_Input:_
PR #472, opened 2016-04-06
New feature [statistics]: add answer ID toggle

smipth:
Dev: suggested in ticket [#10796](https://bugs.limesurvey.org/view.php?id=10796)

### DIFF
--- a/application/helpers/admin/statistics_helper.php
+++ b/application/helpers/admin/statistics_helper.php
@@ -2383,10 +2383,11 @@ class statistics_helper {
     * @param mixed $surveyid
     * @param mixed $sql
     * @param mixed $usegraph
+    * @param mixed $ansID
      *
      *
     */
-    protected function displayResults($outputs, $results, $rt, $outputType, $surveyid, $sql, $usegraph, $browse, $sLanguage)
+    protected function displayResults($outputs, $results, $rt, $outputType, $surveyid, $sql, $usegraph, $ansID=1, $browse, $sLanguage)
     {
 
         /* Set up required variables */
@@ -2739,7 +2740,13 @@ class statistics_helper {
                 }
 
                 //text for answer column is always needed
-                $fname="$al[1] ($al[0])";
+                //choice whether to show answer id
+                if($ansID==0){
+                    $fname="$al[1]";
+                }
+                else{
+                    $fname="$al[1] ($al[0])";
+                }
 
             }    //end if -> show aggregated data
 
@@ -3757,7 +3764,7 @@ class statistics_helper {
     /**
      * Generates statistics with subviews
      */
-    public function generate_html_chartjs_statistics($surveyid, $allfields, $q2show='all', $usegraph=0, $outputType='pdf', $pdfOutput='I',$sLanguageCode=null, $browse = true)
+    public function generate_html_chartjs_statistics($surveyid, $allfields, $q2show='all', $usegraph=0, $ansID=1, $outputType='pdf', $pdfOutput='I',$sLanguageCode=null, $browse = true)
     {
         $aStatisticsData=array();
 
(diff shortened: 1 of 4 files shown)


LouisGac:
Hi smipth,
Statistics is still a very messy code, hard to read and to maintain : so, congrats for the great work ;-)
Sadly, when testing your code, it generates a notice.
Please, test your code with "debug mode" set to 2 before submitting. 
As soon as you removed the notices I will merge your PR.

smipth:
Always plenty to do :) .  Hopefully this one loads without errors, I checked it with debug mode 2.

smipth:
Hey just to check back and see if we can get this merged in.  Thanks.

application/helpers/admin/statistics_helper.php
```diff
@@ -2383,10 +2383,11 @@ protected function displaySimpleResults($outputs, $results, $rt, $outputType, $s
     * @param mixed $surveyid
     * @param mixed $sql
     * @param mixed $usegraph
+    * @param mixed $ansID
      *
      *
     */
-    protected function displayResults($outputs, $results, $rt, $outputType, $surveyid, $sql, $usegraph, $browse, $sLanguage)
+    protected function displayResults($outputs, $results, $rt, $outputType, $surveyid, $sql, $usegraph, $ansID=1, $browse, $sLanguage)
```
olleharstedt: I am sceptical about adding yet another argument to an already too big function signature.

application/helpers/admin/statistics_helper.php
```diff
@@ -2383,10 +2383,11 @@ protected function displaySimpleResults($outputs, $results, $rt, $outputType, $s
     * @param mixed $surveyid
     * @param mixed $sql
     * @param mixed $usegraph
+    * @param mixed $ansID
```
olleharstedt: `mixed` or `boolean`? Please describe what the argument does.

Shnoulle:
Looking at stats for another prject ... this really must be reworked a lot ....

Some idea
[ ] Remove this awfull first letter system
[ ] Use a real oCriteria and not this sql string
[ ] Add getQuestionStats($iQid) function : return an array for the stats, depend on question type. iQid can be Question OR subQuestion (this allow , for example to have Y/N/null for multiple in one array OR all the multiple checkbox like actually.
[ ] Add displayQuestionStat($iQid,$type='html') : to add the render , depend of export type
[ ] A lot work to be done .... after

LouisGac:
[ ] Remove this awfull first letter system : 100% agree, cause of 95% of statistics bugs (still in 2.06)
[ ] Use a real oCriteria and not this sql string : 100% agree, will make EASY to build advanced stats (just adding filter to a search method...)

_Brief:_
Above are the records; reproduce all of them exactly.

_Result of this task:_
PR #472, opened 2016-04-06
New feature [statistics]: add answer ID toggle

smipth:
Dev: suggested in ticket [#10796](https://bugs.limesurvey.org/view.php?id=10796)

### DIFF
--- a/application/helpers/admin/statistics_helper.php
+++ b/application/helpers/admin/statistics_helper.php
@@ -2383,10 +2383,11 @@ class statistics_helper {
     * @param mixed $surveyid
     * @param mixed $sql
     * @param mixed $usegraph
+    * @param mixed $ansID
      *
      *
     */
-    protected function displayResults($outputs, $results, $rt, $outputType, $surveyid, $sql, $usegraph, $browse, $sLanguage)
+    protected function displayResults($outputs, $results, $rt, $outputType, $surveyid, $sql, $usegraph, $ansID=1, $browse, $sLanguage)
     {
 
         /* Set up required variables */
@@ -2739,7 +2740,13 @@ class statistics_helper {
                 }
 
                 //text for answer column is always needed
-                $fname="$al[1] ($al[0])";
+                //choice whether to show answer id
+                if($ansID==0){
+                    $fname="$al[1]";
+                }
+                else{
+                    $fname="$al[1] ($al[0])";
+                }
 
             }    //end if -> show aggregated data
 
@@ -3757,7 +3764,7 @@ class statistics_helper {
     /**
      * Generates statistics with subviews
      */
-    public function generate_html_chartjs_statistics($surveyid, $allfields, $q2show='all', $usegraph=0, $outputType='pdf', $pdfOutput='I',$sLanguageCode=null, $browse = true)
+    public function generate_html_chartjs_statistics($surveyid, $allfields, $q2show='all', $usegraph=0, $ansID=1, $outputType='pdf', $pdfOutput='I',$sLanguageCode=null, $browse = true)
     {
         $aStatisticsData=array();
 
(diff shortened: 1 of 4 files shown)


LouisGac:
Hi smipth,
Statistics is still a very messy code, hard to read and to maintain : so, congrats for the great work ;-)
Sadly, when testing your code, it generates a notice.
Please, test your code with "debug mode" set to 2 before submitting. 
As soon as you removed the notices I will merge your PR.

smipth:
Always plenty to do :) .  Hopefully this one loads without errors, I checked it with debug mode 2.

smipth:
Hey just to check back and see if we can get this merged in.  Thanks.

application/helpers/admin/statistics_helper.php
```diff
@@ -2383,10 +2383,11 @@ protected function displaySimpleResults($outputs, $results, $rt, $outputType, $s
     * @param mixed $surveyid
     * @param mixed $sql
     * @param mixed $usegraph
+    * @param mixed $ansID
      *
      *
     */
-    protected function displayResults($outputs, $results, $rt, $outputType, $surveyid, $sql, $usegraph, $browse, $sLanguage)
+    protected function displayResults($outputs, $results, $rt, $outputType, $surveyid, $sql, $usegraph, $ansID=1, $browse, $sLanguage)
```
olleharstedt: I am sceptical about adding yet another argument to an already too big function signature.

application/helpers/admin/statistics_helper.php
```diff
@@ -2383,10 +2383,11 @@ protected function displaySimpleResults($outputs, $results, $rt, $outputType, $s
     * @param mixed $surveyid
     * @param mixed $sql
     * @param mixed $usegraph
+    * @param mixed $ansID
```
olleharstedt: `mixed` or `boolean`? Please describe what the argument does.

Shnoulle:
Looking at stats for another prject ... this really must be reworked a lot ....

Some idea
[ ] Remove this awfull first letter system
[ ] Use a real oCriteria and not this sql string
[ ] Add getQuestionStats($iQid) function : return an array for the stats, depend on question type. iQid can be Question OR subQuestion (this allow , for example to have Y/N/null for multiple in one array OR all the multiple checkbox like actually.
[ ] Add displayQuestionStat($iQid,$type='html') : to add the render , depend of export type
[ ] A lot work to be done .... after

LouisGac:
[ ] Remove this awfull first letter system : 100% agree, cause of 95% of statistics bugs (still in 2.06)
[ ] Use a real oCriteria and not this sql string : 100% agree, will make EASY to build advanced stats (just adding filter to a search method...)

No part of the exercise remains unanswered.